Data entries

----

PR #776, opened 2023-06-27
testament: support executing "known issue" tests

### LINKED ISSUE #61: testament add `knownIssue` and simplify `disabled`

zerbina:
## Summary

Introduce the `--tryFailing` switch for testament, which enables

----

TASK DESCRIPTION:
Starting at the line that contains "### LINKED ISSUE", transcribe every line through the last line of the entries above, exactly, and nothing else.

ANSWER TO THIS TASK:
### LINKED ISSUE #61: testament add `knownIssue` and simplify `disabled`

zerbina:
## Summary

Introduce the `--tryFailing` switch for testament, which enables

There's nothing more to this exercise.